WHAT YOU WILL DO: Output only the stretch of the listing that starts at the line containing "import CCompiler, new_compiler" and ends at the line containing "from setuptools.errors import", reproduced exactly with both ends.
-*-
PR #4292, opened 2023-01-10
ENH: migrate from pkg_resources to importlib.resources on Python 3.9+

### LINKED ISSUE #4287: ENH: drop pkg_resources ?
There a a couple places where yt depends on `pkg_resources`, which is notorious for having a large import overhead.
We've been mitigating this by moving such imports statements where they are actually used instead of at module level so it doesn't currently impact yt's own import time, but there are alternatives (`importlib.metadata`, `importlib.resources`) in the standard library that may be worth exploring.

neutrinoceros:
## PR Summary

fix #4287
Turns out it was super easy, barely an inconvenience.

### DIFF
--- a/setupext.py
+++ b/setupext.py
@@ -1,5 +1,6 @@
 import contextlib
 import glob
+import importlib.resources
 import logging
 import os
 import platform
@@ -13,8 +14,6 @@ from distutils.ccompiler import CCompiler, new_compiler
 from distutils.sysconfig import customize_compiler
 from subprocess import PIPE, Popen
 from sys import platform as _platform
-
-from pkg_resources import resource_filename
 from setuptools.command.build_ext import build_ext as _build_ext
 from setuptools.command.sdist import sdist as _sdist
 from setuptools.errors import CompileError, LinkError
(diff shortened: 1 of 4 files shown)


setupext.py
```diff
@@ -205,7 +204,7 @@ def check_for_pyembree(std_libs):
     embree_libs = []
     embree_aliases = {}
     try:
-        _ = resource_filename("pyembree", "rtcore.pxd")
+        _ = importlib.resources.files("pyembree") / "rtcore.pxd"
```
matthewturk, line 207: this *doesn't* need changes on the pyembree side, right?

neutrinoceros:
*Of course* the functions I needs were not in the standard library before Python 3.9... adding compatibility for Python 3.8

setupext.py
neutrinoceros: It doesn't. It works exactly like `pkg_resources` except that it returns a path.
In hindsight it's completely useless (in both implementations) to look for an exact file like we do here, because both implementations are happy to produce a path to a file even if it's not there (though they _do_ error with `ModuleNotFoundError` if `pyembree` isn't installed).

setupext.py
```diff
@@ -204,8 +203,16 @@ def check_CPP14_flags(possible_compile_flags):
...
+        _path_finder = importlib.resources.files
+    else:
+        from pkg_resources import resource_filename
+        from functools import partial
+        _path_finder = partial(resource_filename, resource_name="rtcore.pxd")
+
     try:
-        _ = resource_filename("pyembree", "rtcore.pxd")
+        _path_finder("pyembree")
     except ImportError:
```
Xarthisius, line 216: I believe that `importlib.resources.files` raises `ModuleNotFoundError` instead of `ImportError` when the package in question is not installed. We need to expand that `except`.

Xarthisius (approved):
-*-
OUTPUT BELOW:
@@ -13,8 +14,6 @@ from distutils.ccompiler import CCompiler, new_compiler
 from distutils.sysconfig import customize_compiler
 from subprocess import PIPE, Popen
 from sys import platform as _platform
-
-from pkg_resources import resource_filename
 from setuptools.command.build_ext import build_ext as _build_ext
 from setuptools.command.sdist import sdist as _sdist
 from setuptools.errors import CompileError, LinkError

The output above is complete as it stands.